What’s the bottom line?
So again, ask yourself, “How much does my marriage mean to me and what am I willing to do to save it?” If my marriage were in trouble I would not look for a marriage counselor on Groupon. I would not Google, “discount marriage counselor as close as possible to my house.” I’m all for using free benefits, but I’d probably not go to a counselor covered by my Employee Assistance Program for the small handful of sessions they cover.
I’d ask around. I’d check with my colleagues, friends, and family to see who they’ve gone to that was helpful. I’d look up therapists online and read what they’ve written, watch their videos, and call them to talk for a few minutes about how they can help save my marriage. I’d do whatever I could to make sure that the most important relationship with my favorite of the 7 billion people on this planet did not end prematurely.

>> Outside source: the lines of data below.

PR #742, opened 2026-06-30
Add log for redundant PMDs in security.txt

### LINKED ISSUE #719: Reporting found, but unused PMDs for CSAF 2.0 security.txt
The security.txt can have several PMDs.

csaf_downloader, checker and ISDuBA only use one (the first valid one as far as I know).

This is an issue to report about other PMDs, that were found, but are not used.
So users of the command line tool or online tool can see that there is an unused PMD and also see the warning that it should be removed as soon as possible.

(This is the less common subcase of #712)

### reference

https://docs.oasis-open.org/csaf/csaf/v2.0/os/csaf-v2.0-os.html#718-requirement-8-securitytxt

> It is possible to advertise more than one provider-metadata.json by adding multiple CSAF fields, e.g. in case of changes to the organizational structure through merges or acquisitions. However, this SHOULD NOT be done and removed as soon as possible. If one of the URLs fulfills requirement 9, this MUST be used as the first CSAF entry in the security.txt.

4echow:
partially resolves #719 in csaf_checker

### DIFF
--- a/cmd/csaf_checker/processor.go
+++ b/cmd/csaf_checker/processor.go
@@ -1363,10 +1363,15 @@ func (p *processor) checkSecurityFolder(ctx context.Context, folder string) stri
 
 	u, err := func() (string, error) {
 		defer res.Body.Close()
-		lines, err := csaf.ExtractProviderURL(res.Body, false)
+		lines, err := csaf.ExtractProviderURL(res.Body, true)
 		var u string
 		if len(lines) > 0 {
 			u = lines[0]
+			if len(lines) > 1 {
+				for _, line := range lines[1:] {
+					log.Printf("WARN: Unused PMD in security.txt: %s\n", line)
+				}
+			}
 		}
 		return u, err
 	}()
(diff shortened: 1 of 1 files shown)


s-l-teichmann (dismissed):
LGTM

cmd/csaf_checker/processor.go
```diff
@@ -1529,10 +1529,13 @@ func (p *processor) checkSecurityFolder(ctx context.Context, folder string) stri
 
 	u, err := func() (string, error) {
 		defer res.Body.Close()
-		lines, err := csaf.ExtractProviderURL(res.Body, false)
+		lines, err := csaf.ExtractProviderURL(res.Body, true)
 		var u string
 		if len(lines) > 0 {
 			u = lines[0]
+			for _, unused := range lines[1:] {
+				log.Printf("WARN: Unused PMD in security.txt: %s\n", unused)
```
JanHoefelmeyer, line 1549: Shouldn't this be a warning added to the security.txt-reporter?

s-l-teichmann: Valid point. [d1cf49d](https://github.com/gocsaf/csaf/pull/742/commits/d1cf49d4a631e53b8d2b4be3e89f674ebe6003c9) adds it to the respective reporter.

I think the reason was to report this early. Reporters are only applied to the result document.
So I left in the log logging for now.

s-l-teichmann (approved):
LGTM

JanHoefelmeyer (approved):
LGTM & works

And I sure as heck would not worry about whether they cost $75 per hour or $250 per hour. The right counselor is the right counselor. 40 years from now when my wife and I celebrate our 50th anniversary I won’t care at all whether it cost me a few thousand dollars more or less to keep my amazing wife in my life.
That’s the perspective I take on marriage. If it’s yours too, give me a call. Let’s get to work saving your marriage. Let’s do it today.

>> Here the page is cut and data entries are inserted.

PR #744, opened 2026-07-15
csaf: drop null entries when loading a ROLIE feed

arpitjain099:
A `null` inside a ROLIE feed's `entry` array parses fine (`StrictJSONParse` is happy with it) and lands in `FeedData.Entry` as a nil `*Entry`. Nothing downstream expects that, so the first consumer to touch it panics.

```
{"feed":{"id":"x","title":"t","updated":"2020-01-01T00:00:00Z","entry":[null]}}
```

Against that feed, `Entries` hands the nil straight to the callback and the downloader's callback in `csaf/advisories.go` does `time.Time(entry.Updated)` right away:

Dr. Robert Pate is a licensed Clinical Psychologist (PSY27089) practicing in Orange County, California. For more information about Dr. Pate’s practice, call 657-200-8080 or visit www.cavfamilytherapy.com.
*I recognize that there are many couples out there that truly cannot afford private pay therapy without a serious reduction in fee from the therapist. They’re probably working one or more minimum wage jobs and struggling to get by week to week. They don’t have an iPhone and are definitely not spending $4 on a latte every morning. If they would prefer not to pursue community mental health services and would rather pursue a private pay therapist, there are options. Many therapists build in low-fee or pro-bono slots into their practice. I have a small part-time practice and find other ways to contribute low-fee and pro-bono time in my professional activities and have chosen not to build such slots into my weekly client hours. An example relevant to this post is the work I do with missionary couples in Central America as a volunteer marriage counselor. It’s such an honor getting to serve those who have dedicated their lives to serving others. The fees I collect from my weekly clients allow me to fly down once a year and provide a small service to couples in need who otherwise wouldn’t see an American counselor for years at a time.